Requirement> Write out the data below exactly, beginning with the first line and ending once the line that has "## Merge Notice" is written.

Data for this exercise>
────────
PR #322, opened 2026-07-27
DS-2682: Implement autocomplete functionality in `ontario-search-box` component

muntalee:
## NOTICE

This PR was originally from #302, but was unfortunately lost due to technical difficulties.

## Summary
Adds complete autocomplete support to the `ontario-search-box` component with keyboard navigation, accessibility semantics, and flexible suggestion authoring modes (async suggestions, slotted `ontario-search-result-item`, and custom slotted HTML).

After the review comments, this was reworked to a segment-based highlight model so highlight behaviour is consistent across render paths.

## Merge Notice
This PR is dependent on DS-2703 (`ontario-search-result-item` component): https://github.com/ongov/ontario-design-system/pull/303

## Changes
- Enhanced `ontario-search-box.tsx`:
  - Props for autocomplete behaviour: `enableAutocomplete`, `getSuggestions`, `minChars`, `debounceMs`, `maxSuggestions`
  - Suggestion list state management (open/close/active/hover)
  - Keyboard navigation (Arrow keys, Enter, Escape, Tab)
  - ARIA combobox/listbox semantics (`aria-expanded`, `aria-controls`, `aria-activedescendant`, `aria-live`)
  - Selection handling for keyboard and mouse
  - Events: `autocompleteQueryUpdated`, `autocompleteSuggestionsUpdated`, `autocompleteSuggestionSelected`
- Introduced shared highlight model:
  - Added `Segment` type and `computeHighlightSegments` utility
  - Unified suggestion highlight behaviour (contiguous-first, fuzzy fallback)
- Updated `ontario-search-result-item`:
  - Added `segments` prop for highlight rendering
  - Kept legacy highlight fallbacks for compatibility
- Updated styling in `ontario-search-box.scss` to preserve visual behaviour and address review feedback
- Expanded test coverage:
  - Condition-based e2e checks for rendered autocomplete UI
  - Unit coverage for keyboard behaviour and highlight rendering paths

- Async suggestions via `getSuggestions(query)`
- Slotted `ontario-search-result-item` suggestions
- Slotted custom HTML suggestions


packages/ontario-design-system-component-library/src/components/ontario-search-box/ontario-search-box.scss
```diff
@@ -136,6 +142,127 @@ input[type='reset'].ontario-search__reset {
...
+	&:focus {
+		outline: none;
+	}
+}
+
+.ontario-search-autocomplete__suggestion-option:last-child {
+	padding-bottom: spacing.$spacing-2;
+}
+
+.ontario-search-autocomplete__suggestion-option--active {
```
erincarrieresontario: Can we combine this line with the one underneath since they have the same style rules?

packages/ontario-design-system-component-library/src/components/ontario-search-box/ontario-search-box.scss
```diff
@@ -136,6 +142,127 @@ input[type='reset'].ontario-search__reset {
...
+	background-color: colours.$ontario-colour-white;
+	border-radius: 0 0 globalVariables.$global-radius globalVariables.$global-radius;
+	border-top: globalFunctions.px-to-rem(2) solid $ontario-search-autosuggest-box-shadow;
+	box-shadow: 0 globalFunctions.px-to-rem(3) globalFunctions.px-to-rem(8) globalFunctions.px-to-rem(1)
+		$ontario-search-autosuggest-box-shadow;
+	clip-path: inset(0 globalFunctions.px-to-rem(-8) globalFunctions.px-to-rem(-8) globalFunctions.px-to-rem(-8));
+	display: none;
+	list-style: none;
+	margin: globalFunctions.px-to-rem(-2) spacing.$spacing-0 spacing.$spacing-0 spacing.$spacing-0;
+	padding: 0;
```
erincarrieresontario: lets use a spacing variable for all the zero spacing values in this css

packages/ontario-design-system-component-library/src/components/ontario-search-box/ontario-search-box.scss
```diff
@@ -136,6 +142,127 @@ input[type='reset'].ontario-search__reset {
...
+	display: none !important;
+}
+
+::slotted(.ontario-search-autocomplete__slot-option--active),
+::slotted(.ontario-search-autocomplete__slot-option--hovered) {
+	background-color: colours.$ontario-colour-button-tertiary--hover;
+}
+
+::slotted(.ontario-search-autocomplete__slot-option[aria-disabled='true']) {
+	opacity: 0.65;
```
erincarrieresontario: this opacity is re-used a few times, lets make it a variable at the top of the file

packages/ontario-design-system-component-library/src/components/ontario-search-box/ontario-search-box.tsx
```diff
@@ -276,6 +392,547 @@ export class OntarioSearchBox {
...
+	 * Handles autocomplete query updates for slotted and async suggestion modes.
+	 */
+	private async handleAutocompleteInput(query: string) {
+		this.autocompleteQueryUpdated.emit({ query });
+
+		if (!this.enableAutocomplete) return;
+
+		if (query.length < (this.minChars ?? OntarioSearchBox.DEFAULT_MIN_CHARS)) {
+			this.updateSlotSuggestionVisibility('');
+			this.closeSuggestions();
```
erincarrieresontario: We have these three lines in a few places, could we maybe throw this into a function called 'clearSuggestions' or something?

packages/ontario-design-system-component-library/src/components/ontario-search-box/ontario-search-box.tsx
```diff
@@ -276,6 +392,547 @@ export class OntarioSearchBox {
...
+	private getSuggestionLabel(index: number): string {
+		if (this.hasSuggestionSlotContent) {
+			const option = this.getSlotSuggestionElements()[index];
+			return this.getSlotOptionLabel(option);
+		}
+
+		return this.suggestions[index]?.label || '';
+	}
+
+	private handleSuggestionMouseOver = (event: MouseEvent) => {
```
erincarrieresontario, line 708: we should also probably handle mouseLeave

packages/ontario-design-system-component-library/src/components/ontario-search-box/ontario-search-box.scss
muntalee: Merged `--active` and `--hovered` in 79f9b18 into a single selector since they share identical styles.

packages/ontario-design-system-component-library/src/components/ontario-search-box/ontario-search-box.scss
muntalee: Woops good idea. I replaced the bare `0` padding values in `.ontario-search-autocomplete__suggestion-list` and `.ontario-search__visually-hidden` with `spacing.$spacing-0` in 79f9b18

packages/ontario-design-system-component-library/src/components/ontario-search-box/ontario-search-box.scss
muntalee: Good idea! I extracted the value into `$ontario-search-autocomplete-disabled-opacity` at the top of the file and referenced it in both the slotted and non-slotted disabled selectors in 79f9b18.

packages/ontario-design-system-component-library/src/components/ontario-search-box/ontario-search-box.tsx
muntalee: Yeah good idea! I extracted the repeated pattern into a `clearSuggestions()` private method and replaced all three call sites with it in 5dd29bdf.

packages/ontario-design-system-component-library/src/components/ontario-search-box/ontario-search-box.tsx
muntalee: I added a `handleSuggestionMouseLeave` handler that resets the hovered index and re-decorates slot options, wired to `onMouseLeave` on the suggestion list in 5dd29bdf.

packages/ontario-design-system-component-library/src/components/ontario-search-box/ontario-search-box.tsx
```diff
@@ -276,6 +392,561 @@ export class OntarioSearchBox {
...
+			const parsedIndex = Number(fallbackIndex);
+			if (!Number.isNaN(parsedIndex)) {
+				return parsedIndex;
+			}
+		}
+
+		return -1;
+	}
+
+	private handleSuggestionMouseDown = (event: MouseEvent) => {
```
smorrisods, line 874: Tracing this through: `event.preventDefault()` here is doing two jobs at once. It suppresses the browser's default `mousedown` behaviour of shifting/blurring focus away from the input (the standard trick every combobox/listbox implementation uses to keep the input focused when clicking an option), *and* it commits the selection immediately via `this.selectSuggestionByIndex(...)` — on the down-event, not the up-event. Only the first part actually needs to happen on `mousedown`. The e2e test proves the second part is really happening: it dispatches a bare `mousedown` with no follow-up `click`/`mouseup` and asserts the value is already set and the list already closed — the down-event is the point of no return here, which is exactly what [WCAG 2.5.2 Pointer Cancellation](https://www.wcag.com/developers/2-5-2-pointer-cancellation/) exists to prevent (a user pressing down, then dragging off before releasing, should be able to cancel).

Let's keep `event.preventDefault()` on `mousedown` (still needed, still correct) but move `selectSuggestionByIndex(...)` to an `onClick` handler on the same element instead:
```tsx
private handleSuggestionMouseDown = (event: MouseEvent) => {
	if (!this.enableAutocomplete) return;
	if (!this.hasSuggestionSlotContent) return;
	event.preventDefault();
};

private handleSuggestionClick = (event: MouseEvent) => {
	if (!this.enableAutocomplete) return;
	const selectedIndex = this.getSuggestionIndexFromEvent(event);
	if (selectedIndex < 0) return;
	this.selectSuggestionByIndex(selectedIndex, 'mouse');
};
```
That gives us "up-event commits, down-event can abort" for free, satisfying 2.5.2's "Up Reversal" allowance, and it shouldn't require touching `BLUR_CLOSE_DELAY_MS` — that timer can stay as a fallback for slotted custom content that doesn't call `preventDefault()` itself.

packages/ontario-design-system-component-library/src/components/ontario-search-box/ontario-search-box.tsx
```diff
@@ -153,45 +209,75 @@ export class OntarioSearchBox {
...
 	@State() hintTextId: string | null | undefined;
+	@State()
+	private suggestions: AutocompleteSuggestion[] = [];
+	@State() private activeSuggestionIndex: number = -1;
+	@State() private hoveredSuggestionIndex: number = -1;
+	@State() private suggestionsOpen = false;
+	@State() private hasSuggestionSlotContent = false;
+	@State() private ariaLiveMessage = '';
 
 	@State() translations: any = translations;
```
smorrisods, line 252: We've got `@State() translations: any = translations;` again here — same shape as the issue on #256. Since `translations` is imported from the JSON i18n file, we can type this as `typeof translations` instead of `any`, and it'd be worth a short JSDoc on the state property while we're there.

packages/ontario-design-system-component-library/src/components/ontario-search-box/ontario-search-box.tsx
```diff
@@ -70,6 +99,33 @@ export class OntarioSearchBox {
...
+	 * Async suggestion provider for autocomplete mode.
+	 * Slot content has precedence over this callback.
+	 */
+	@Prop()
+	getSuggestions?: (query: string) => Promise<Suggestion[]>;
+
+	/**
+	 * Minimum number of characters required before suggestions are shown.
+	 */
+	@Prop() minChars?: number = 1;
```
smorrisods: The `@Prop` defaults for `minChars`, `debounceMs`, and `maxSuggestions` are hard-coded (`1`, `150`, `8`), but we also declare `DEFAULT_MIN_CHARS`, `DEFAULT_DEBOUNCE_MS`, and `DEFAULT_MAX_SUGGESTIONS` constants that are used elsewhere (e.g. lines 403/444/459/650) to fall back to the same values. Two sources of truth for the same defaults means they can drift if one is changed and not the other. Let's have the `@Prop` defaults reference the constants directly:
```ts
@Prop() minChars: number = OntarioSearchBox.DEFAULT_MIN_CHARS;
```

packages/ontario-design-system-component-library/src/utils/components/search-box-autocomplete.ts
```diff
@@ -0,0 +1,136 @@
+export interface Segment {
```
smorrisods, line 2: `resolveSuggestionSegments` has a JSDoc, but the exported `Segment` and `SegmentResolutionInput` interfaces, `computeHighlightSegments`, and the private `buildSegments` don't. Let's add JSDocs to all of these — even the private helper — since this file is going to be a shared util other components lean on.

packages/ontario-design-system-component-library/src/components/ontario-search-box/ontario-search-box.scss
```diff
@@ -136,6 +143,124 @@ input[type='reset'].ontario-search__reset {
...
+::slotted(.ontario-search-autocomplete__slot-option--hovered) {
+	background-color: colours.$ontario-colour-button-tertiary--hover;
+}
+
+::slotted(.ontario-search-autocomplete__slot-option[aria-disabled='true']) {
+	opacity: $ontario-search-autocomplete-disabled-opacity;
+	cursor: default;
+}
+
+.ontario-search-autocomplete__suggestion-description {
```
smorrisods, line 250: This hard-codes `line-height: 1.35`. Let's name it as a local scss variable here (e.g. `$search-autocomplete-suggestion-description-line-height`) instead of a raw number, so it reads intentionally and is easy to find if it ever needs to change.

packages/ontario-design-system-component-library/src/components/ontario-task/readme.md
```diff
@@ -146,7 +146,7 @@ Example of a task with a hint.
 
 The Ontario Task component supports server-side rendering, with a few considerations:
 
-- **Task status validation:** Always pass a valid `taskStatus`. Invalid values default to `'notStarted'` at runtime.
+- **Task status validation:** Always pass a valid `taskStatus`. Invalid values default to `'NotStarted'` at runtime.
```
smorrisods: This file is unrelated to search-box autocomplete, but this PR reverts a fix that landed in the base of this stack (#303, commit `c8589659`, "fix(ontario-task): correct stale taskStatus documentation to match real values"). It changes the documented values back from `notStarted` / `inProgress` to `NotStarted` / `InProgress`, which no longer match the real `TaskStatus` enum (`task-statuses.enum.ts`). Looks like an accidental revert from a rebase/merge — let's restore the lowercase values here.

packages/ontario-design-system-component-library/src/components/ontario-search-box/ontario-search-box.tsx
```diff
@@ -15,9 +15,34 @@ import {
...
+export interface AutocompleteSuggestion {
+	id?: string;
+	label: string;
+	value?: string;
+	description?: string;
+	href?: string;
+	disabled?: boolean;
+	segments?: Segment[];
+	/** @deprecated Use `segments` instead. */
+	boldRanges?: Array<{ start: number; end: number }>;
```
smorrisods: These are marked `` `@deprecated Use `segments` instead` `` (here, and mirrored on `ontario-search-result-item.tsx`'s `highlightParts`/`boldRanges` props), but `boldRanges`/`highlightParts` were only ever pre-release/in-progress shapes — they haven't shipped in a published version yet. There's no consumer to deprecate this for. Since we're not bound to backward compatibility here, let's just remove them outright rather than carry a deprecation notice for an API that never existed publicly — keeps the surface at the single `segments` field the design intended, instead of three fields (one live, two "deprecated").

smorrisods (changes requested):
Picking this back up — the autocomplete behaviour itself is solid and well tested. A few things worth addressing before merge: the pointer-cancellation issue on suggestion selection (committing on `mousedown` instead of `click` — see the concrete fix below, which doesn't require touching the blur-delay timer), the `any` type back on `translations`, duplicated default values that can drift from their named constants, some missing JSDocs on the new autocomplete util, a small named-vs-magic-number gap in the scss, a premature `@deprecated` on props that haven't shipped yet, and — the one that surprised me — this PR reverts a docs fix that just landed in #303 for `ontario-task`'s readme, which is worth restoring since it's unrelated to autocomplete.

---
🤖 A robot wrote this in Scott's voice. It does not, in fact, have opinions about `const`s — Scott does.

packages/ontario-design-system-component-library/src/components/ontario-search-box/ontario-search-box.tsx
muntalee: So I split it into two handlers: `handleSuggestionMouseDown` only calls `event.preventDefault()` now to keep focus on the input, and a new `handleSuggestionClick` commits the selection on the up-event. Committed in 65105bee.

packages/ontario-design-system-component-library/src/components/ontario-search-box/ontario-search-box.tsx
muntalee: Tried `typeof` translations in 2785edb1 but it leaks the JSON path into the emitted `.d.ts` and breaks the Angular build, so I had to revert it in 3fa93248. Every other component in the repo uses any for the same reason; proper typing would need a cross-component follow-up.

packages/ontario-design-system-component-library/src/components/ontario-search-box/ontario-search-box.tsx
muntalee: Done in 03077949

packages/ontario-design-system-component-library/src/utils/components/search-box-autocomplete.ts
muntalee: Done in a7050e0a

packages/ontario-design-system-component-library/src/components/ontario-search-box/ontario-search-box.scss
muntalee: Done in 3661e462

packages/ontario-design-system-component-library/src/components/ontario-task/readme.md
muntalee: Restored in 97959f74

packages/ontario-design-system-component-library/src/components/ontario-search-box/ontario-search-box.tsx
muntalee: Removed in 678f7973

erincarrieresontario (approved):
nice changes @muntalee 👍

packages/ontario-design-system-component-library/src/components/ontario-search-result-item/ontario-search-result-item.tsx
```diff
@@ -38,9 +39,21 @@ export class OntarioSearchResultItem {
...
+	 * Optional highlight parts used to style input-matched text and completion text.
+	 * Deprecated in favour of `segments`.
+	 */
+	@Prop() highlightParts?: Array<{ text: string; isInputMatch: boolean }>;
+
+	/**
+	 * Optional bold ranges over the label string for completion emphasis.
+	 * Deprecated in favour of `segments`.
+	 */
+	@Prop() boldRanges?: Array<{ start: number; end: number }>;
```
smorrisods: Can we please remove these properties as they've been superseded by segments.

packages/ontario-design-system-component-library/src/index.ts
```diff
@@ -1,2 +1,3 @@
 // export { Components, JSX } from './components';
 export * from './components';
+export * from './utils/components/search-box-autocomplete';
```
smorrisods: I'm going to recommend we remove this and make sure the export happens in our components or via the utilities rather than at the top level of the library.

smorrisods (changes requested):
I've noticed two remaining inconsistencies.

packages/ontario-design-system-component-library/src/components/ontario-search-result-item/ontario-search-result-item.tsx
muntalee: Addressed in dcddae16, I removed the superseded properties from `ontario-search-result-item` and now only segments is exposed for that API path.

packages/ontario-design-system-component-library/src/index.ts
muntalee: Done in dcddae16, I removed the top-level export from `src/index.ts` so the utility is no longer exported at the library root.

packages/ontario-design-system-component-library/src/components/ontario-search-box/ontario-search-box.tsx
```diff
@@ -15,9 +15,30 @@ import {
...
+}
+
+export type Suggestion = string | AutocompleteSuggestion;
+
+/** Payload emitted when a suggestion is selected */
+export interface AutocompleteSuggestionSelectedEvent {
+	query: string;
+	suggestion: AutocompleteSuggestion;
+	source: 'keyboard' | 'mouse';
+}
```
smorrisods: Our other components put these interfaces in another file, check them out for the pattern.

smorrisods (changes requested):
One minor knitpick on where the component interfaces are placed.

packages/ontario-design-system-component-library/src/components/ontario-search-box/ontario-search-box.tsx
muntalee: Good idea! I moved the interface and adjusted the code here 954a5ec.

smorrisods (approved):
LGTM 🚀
────────
Response box>
PR #322, opened 2026-07-27
DS-2682: Implement autocomplete functionality in `ontario-search-box` component

muntalee:
## NOTICE

This PR was originally from #302, but was unfortunately lost due to technical difficulties.

## Summary
Adds complete autocomplete support to the `ontario-search-box` component with keyboard navigation, accessibility semantics, and flexible suggestion authoring modes (async suggestions, slotted `ontario-search-result-item`, and custom slotted HTML).

After the review comments, this was reworked to a segment-based highlight model so highlight behaviour is consistent across render paths.

## Merge Notice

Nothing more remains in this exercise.